It was pretty sophisticated for its day. The previous model, an 8 MB unit, was
_half again as big_.

------
dandrews
I remember a string of ads for minicomputer Fortran compilers, placed in
Computerworld circa 1970. One manufacturer (might have been Data General)
proudly stated that their compiler was "a pig", featuring long compile times
but turning out compact object code. Another manufacturer posted its own ad:
"Our tiger eats pigs".

A glass teletype ad was captioned "Tough TTY". Hee! Couldn't get away with
that these days.

------
rbanffy
My only wish would be for the ads to have a high-res version. I'd love to read
them.

Some of them I never saw ;-)

------
elliottcarlson
I still have a ZX-81, as well as a Epson HX-20 which is sadly not shown in
these ads.
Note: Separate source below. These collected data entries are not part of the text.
PR #953, opened 2018-05-23
Fix scissors effect free-form glyph path

YiiGuxing:


lassoan:
The current behavior of the scissors effect looks good to me. Did you add curve points by simulating mouse events?

YiiGuxing:
No, I just move quickly when mouse  released. 
The last point is not connected to the previous point in code logic.

lassoan:
The contour is immediately deleted when I release the mouse button. While I'm moving the mouse, I always see a closed contour, no matter how fast I move and how slow the rendering is.

image

I would like to reproduce the error so that I can test that the solution is correct. I think in a line cell you can only have two points, so adding 3 points in the final case does not seem to be correct (if two line segments have to be added then there should be two InsertNextCell calls).

YiiGuxing:
Did you mean that a line cell can only be a minimum cell? It can contain only two points? Why? (I'm learning VTK)

I can't reproduce on Slicer, because it handles events too fast, I think that if the event is handled slowly enough, it can reproduce.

It's amazing how far this technology has come in such a short time
- and I love the prediction in the Compuserve ad about doing all shopping
online by 2000.

------
oofoe
Should I be worried about how many of these I actually own?

By the way, I think the one in the Royal McBee advert is the predecessor to
the machine immortalized by the immortal programmer's programmer in the
pseudo-poem "The Story of Mel".

------
nitrogen
I chuckled at the inflation of the VGA's color palette in the Tandy 5000 MC
ad. The VGA could display 16 or 256 simultaneous colors, but any palette entry
could be changed to any 18-bit (6-bit per channel) RGB triplet (i.e. 256ki
colors).

------
electromagnetic
The thing that amazed me; "1K of memory expandable to 16K". I have yet to see
this in a pre-built computer. The best I've seen was back when I had 128MB
expandable to 1GB.

Although then again, a computer today comes with a year or more of warranty,
while this had a 90-day warranty - which would personally scare the shit out
of me today on an electronic product. Today that's dead in 6 months.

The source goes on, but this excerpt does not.